History

United Kingdom
- Name: Grenada
- Owner: J. Blackett & Co.
- Builder: Thomas Steemson, Paull, Kingston upon Hull
- Launched: 15 September 1810
- Fate: Condemned 1827

General characteristics
- Type: Barque
- Tons burthen: 408, or 413 (bm)
- Propulsion: Sail
- Armament: 2 × 6-pounder guns, later 6

= Grenada (1810 ship) =

Merchant ship and convict transport (1810–1827)

Grenada was a merchant ship built at Kingston upon Hull, England in 1810. She made four voyages transporting convicts from England to Australia. In 1827, while returning to England from Australia via Batavia, she arrived at Mauritius in a damaged state and was condemned.

==Career==
Grenada appears in the Register of Shipping for 1811 with T. Curzens, master, J. Blackett, owner, and trade Hull–Grenada.
Grenada was sheathed in copper in 1816.

Grenada appears in the Register of Shipping for 1820 with A. Donald, master, Blackett & Son, owner, and trade London–Bombay.

===First convict voyage===
Under the command of Andrew Donald and surgeon Emanuel Lazzaretto, she left Sheerness, England on 8 May 1819 with 152 male convicts, passengers, and cargo. She arrived at Sydney on 21 October. No convicts died on the voyage. Grenada sailed from Port Jackson on 27 December, bound for Calcutta.

===Second convict voyage===
Grenada left Portsmouth, England under the command of Andrew Donald and surgeon Peter Cunningham on 9 May 1821 with 152 male convicts, passengers, and cargo. She arrived at Sydney on 16 September. No convicts died on the voyage. She left Port Jackson in December with cargo and passengers for Batavia.

In 1823 Grenada, Anderson, master, sailed for Calcutta under a license from the British East India Company (EIC).

===Third convict voyage===
Under the command of Alexander Anderson and surgeon Peter Cunningham, she left London, England on 2 October 1824 with 81 female convicts, passengers, and cargo. She arrived at Sydney on 23 January 1825. No convicts died on the voyage. Grenada sailed from Port Jackson on 27 March, bound for Madras.

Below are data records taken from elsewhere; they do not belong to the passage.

PR #5085, opened 2026-08-03
Add RetryUntilSuccessOrExhausted and NonRetryableError to internal/common/util

mauriceyap:
Add a bounded-retry helper which retries `performAction` up to `maxAttempts` times. It calls `onExhausted` with the last error if the budget runs out. It short-circuits immediately if the error is wrapped in the new `NonRetryableError`.

This will be used in the ingestion pipeline to decide when to dead-letter a message after retrying it.

### DIFF
--- a/internal/common/util/retry.go
+++ b/internal/common/util/retry.go
@@ -2,6 +2,7 @@ package util
 
 import (
 	"errors"
+	"fmt"
 
 	"github.com/armadaproject/armada/internal/common/armadacontext"
 )
@@ -14,6 +15,9 @@ type NonRetryableError struct {
 }
 
 func NewNonRetryableError(err error) *NonRetryableError {
+	if err == nil {
+		err = errors.New("non-retryable error")
+	}
 	return &NonRetryableError{err: err}
 }
 
@@ -53,6 +57,8 @@ func RetryUntilSuccess(ctx *armadacontext.Context, performAction func() error, o
 // must distinguish "gave up due to shutdown" from "exhausted attempts" via ctx.Err().
 // If performAction returns an error wrapped with NewNonRetryableError, remaining
 // attempts are skipped and onExhausted is called immediately with that error.
+// If maxAttempts is non-positive, performAction is never called and onExhausted
+// is called with a placeholder error describing this.
 func RetryUntilSuccessOrExhausted(
 	ctx *armadacontext.Context,
 	maxAttempts int,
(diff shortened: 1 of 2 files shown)


internal/common/util/retry.go
```diff
@@ -1,9 +1,39 @@
...
+	"errors"
+	"fmt"
+
 	"github.com/armadaproject/armada/internal/common/armadacontext"
 )
 
+// NonRetryableError wraps an error to signal that it should not be retried, even if
+// remaining attempts are available. Sinks can wrap errors with this to short-circuit
+// RetryUntilSuccessOrExhausted straight to onExhausted.
+type NonRetryableError struct {
```
nikola-jokic: Just out of curiosity, why not have something like this:
```go
type commonError string

var NonRetryableError = commonError("non-retryable error")
```

Then you can easily check with errors.Is, and if you want to wrap the error, you just use fmt.Errorf("%w: %w", NonRetryableError, innerError)

Instead of using NewNonRetryableError(nil) where nothing is wrapped, you can just return NonRetryableError. The type of the error is private, so nothing can overwrite it outside of this package. I think it would be much easier

internal/common/util/retry.go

===Fourth convict voyage===
Grenada left Portsmouth, England under the command of John Tracy and surgeon Alexander Nisbet on 8 September 1826 with 88 female convicts, passengers, and cargo. She arrived at Hobart Town on 9 January 1827. Four convicts, and two children died on the voyage. She left Hobart Town on 13 January with cargo and passengers for Sydney, arriving on 23 January. Grenada left Port Jackson on 1 March with cargo and passengers for Batavia.

==Fate==
Grenada arrived at Mauritius from Batavia in a damaged state. She was condemned there.